WHAT YOU SHOULD DO: Nothing in the data may be altered, so output all of it exactly.

DATA PROVIDED:
====
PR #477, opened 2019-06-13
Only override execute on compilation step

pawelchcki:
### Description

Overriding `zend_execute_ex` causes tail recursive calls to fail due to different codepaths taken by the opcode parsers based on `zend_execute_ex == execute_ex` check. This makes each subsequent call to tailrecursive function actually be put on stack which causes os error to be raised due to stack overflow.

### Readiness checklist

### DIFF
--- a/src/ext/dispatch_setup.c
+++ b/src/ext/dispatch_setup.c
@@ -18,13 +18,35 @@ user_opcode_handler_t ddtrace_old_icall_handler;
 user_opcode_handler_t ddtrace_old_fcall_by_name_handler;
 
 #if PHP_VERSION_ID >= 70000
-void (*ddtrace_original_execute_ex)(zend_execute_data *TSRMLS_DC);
====
EXERCISE RESPONSE:
PR #477, opened 2019-06-13
Only override execute on compilation step

pawelchcki:
### Description

Overriding `zend_execute_ex` causes tail recursive calls to fail due to different codepaths taken by the opcode parsers based on `zend_execute_ex == execute_ex` check. This makes each subsequent call to tailrecursive function actually be put on stack which causes os error to be raised due to stack overflow.

### Readiness checklist

### DIFF
--- a/src/ext/dispatch_setup.c
+++ b/src/ext/dispatch_setup.c
@@ -18,13 +18,35 @@ user_opcode_handler_t ddtrace_old_icall_handler;
 user_opcode_handler_t ddtrace_old_fcall_by_name_handler;
 
 #if PHP_VERSION_ID >= 70000
-void (*ddtrace_original_execute_ex)(zend_execute_data *TSRMLS_DC);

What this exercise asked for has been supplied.